▸ **EXERCISE PROMPT**: Your task is to set down the records below again, exactly.

+ + + + + + +

PR #904, opened 2016-03-23
Made use of Rails I18n data format in EventSerializer #598

Shriyanshagro:
Internationalized data format , Can be used in future , handling configuration for different locales.

### DIFF
--- a/app/serializers/event_serializer.rb
+++ b/app/serializers/event_serializer.rb
@@ -5,7 +5,7 @@ class EventSerializer < ActiveModel::Serializer
 
   def date
     t = object.start_time
-    t.blank? ? '' : %{ #{t.time.strftime('%Y-%m-%dT%H:%M:%S')}#{t.formatted_offset(false)} }
+    t.blank? ? '' : %{ #{l t, format: :short}#{t.formatted_offset(false)} }
   end
 
   def speaker_ids
--- a/Gemfile
+++ b/Gemfile
@@ -21,6 +21,9 @@ gem 'rails-observers'
 # for tracking data changes
 gem 'paper_trail'
 
+# Internationalizing gem , use gem according to version of your rails application
+gem 'rails-i18n', '~> 4.0.0' # For 4.0.x
+
 # as authentification framework
 gem 'devise'
 gem 'devise_ichain_authenticatable'
--- a/Gemfile.lock
+++ b/Gemfile.lock
@@ -357,6 +357,9 @@ GEM
       rails-deprecated_sanitizer (>= 1.0.1)
     rails-html-sanitizer (1.0.3)
       loofah (~> 2.0)
+    rails-i18n (4.0.8)
+      i18n (~> 0.7)
+      railties (~> 4.0)
     rails-observers (0.1.2)
       activemodel (~> 4.0)
     railties (4.2.5.2)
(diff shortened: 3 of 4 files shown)


ChrisBr:
@Shriyanshagro what's about #892?

Shriyanshagro:
@ChrisBr I found some merging issue with the PR #892 , so I tried re-writing the code again .
But it too didn't work. Also on #892 unnecessarily many merge have been provoked , so it's better to remove #892 .

hennevogel:
LGTM

app/serializers/event_serializer.rb
```diff
@@ -5,7 +5,7 @@ class EventSerializer < ActiveModel::Serializer
 
   def date
     t = object.start_time
-    t.blank? ? '' : %{ #{t.time.strftime('%Y-%m-%dT%H:%M:%S')}#{t.formatted_offset(false)} }
+    t.blank? ? '' : %{ #{l t, format: :short}#{t.formatted_offset(false)} }
```
differentreality: undefined method `l' for #<EventSerializer:0x007fe87e8f5728>
Anyone else gets that?

nishanthvijayan: Yup. Same here

nishanthvijayan: http://stackoverflow.com/a/11724935

Shriyanshagro:
@differentreality , one can visit the links to get the purpose of 'l'
[http://guides.rubyonrails.org/i18n.html#adding-date-time-formats](url)
[http://guides.rubyonrails.org/i18n.html#the-public-i18n-api](url)

differentreality:
Sure but it is not working for me when I have scheduled events. Have you tried it? Can you give me a screenshot of the result you see?
(Also please fix the links in your comments)

kalabiyau:
@differentreality @Shriyanshagro 

I would like to re-phrase that issue. It looks we are on the wrong track here.

1) Serializers are only exposed in the API, hence we have mobile app affected by them
2) let's look into what was produced before PR

```
irb(main):002:0>  %{ #{Time.now.strftime('%Y-%m-%dT%H:%M:%S')}#{Time.now.formatted_offset(false)} }
=> " 2016-04-04T09:28:59+0200 "
```

Generally wrong string, which is not really js oriented.

Instead of messing around with specific format for dates we better can do:


```diff
-  attributes :guid, :title, :length, :date, :language, :abstract, :speaker_ids, :type, :room, :track
-
-  def date
-    t = object.start_time
-    t.blank? ? '' : %{ #{l t, format: :short}#{t.formatted_offset(false)} }
-  end
+  attributes :guid, :title, :length, :language, :abstract,
+             :speaker_ids, :type, :room, :track, :start_time
```

where 

1) we replace ambiguous date attribute to very straightforward start_time
2) we rely on correct Ruby->JSON serialization process which returns in case of present
start_time - `2014-04-30T22:16:20.171Z` which is perfectly valid timestamp with TZ info. Easy to consume, and no need for additional wrappers and formats.

Here is a draft spec covering the proposal

```diff
+require 'spec_helper'
+
+describe EventSerializer do
+  subject { build(:event) }
+
+  describe '#start_time' do
+
+    it 'is empty when event has no start_time' do
+      subject.start_time = nil
+      actual = JSON.parse(described_class.new(subject).to_json)['event']
+      expect(actual['start_time']).to be nil
+    end
+
+    it 'is set to formatted JSON time string when start_time is populated' do
+      defined_time = Time.now
+      subject.start_time = defined_time
+      actual = JSON.parse(described_class.new(subject).to_json)['event']
+      expect(Time.parse(actual['start_time']).utc).to be_within(1.second).of defined_time.utc
+    end
+  end
+
+end
```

+ + + + + + +

▸ **WRITTEN SOLUTION**:
PR #904, opened 2016-03-23
Made use of Rails I18n data format in EventSerializer #598

Shriyanshagro:
Internationalized data format , Can be used in future , handling configuration for different locales.

### DIFF
--- a/app/serializers/event_serializer.rb
+++ b/app/serializers/event_serializer.rb
@@ -5,7 +5,7 @@ class EventSerializer < ActiveModel::Serializer
 
   def date
     t = object.start_time
-    t.blank? ? '' : %{ #{t.time.strftime('%Y-%m-%dT%H:%M:%S')}#{t.formatted_offset(false)} }
+    t.blank? ? '' : %{ #{l t, format: :short}#{t.formatted_offset(false)} }
   end
 
   def speaker_ids
--- a/Gemfile
+++ b/Gemfile
@@ -21,6 +21,9 @@ gem 'rails-observers'
 # for tracking data changes
 gem 'paper_trail'
 
+# Internationalizing gem , use gem according to version of your rails application
+gem 'rails-i18n', '~> 4.0.0' # For 4.0.x
+
 # as authentification framework
 gem 'devise'
 gem 'devise_ichain_authenticatable'
--- a/Gemfile.lock
+++ b/Gemfile.lock
@@ -357,6 +357,9 @@ GEM
       rails-deprecated_sanitizer (>= 1.0.1)
     rails-html-sanitizer (1.0.3)
       loofah (~> 2.0)
+    rails-i18n (4.0.8)
+      i18n (~> 0.7)
+      railties (~> 4.0)
     rails-observers (0.1.2)
       activemodel (~> 4.0)
     railties (4.2.5.2)
(diff shortened: 3 of 4 files shown)


ChrisBr:
@Shriyanshagro what's about #892?

Shriyanshagro:
@ChrisBr I found some merging issue with the PR #892 , so I tried re-writing the code again .
But it too didn't work. Also on #892 unnecessarily many merge have been provoked , so it's better to remove #892 .

hennevogel:
LGTM

app/serializers/event_serializer.rb
```diff
@@ -5,7 +5,7 @@ class EventSerializer < ActiveModel::Serializer
 
   def date
     t = object.start_time
-    t.blank? ? '' : %{ #{t.time.strftime('%Y-%m-%dT%H:%M:%S')}#{t.formatted_offset(false)} }
+    t.blank? ? '' : %{ #{l t, format: :short}#{t.formatted_offset(false)} }
```
differentreality: undefined method `l' for #<EventSerializer:0x007fe87e8f5728>
Anyone else gets that?

nishanthvijayan: Yup. Same here

nishanthvijayan: http://stackoverflow.com/a/11724935

Shriyanshagro:
@differentreality , one can visit the links to get the purpose of 'l'
[http://guides.rubyonrails.org/i18n.html#adding-date-time-formats](url)
[http://guides.rubyonrails.org/i18n.html#the-public-i18n-api](url)

differentreality:
Sure but it is not working for me when I have scheduled events. Have you tried it? Can you give me a screenshot of the result you see?
(Also please fix the links in your comments)

kalabiyau:
@differentreality @Shriyanshagro 

I would like to re-phrase that issue. It looks we are on the wrong track here.

1) Serializers are only exposed in the API, hence we have mobile app affected by them
2) let's look into what was produced before PR

```
irb(main):002:0>  %{ #{Time.now.strftime('%Y-%m-%dT%H:%M:%S')}#{Time.now.formatted_offset(false)} }
=> " 2016-04-04T09:28:59+0200 "
```

Generally wrong string, which is not really js oriented.

Instead of messing around with specific format for dates we better can do:


```diff
-  attributes :guid, :title, :length, :date, :language, :abstract, :speaker_ids, :type, :room, :track
-
-  def date
-    t = object.start_time
-    t.blank? ? '' : %{ #{l t, format: :short}#{t.formatted_offset(false)} }
-  end
+  attributes :guid, :title, :length, :language, :abstract,
+             :speaker_ids, :type, :room, :track, :start_time
```

where 

1) we replace ambiguous date attribute to very straightforward start_time
2) we rely on correct Ruby->JSON serialization process which returns in case of present
start_time - `2014-04-30T22:16:20.171Z` which is perfectly valid timestamp with TZ info. Easy to consume, and no need for additional wrappers and formats.

Here is a draft spec covering the proposal

```diff
+require 'spec_helper'
+
+describe EventSerializer do
+  subject { build(:event) }
+
+  describe '#start_time' do
+
+    it 'is empty when event has no start_time' do
+      subject.start_time = nil
+      actual = JSON.parse(described_class.new(subject).to_json)['event']
+      expect(actual['start_time']).to be nil
+    end
+
+    it 'is set to formatted JSON time string when start_time is populated' do
+      defined_time = Time.now
+      subject.start_time = defined_time
+      actual = JSON.parse(described_class.new(subject).to_json)['event']
+      expect(Time.parse(actual['start_time']).utc).to be_within(1.second).of defined_time.utc
+    end
+  end
+
+end
```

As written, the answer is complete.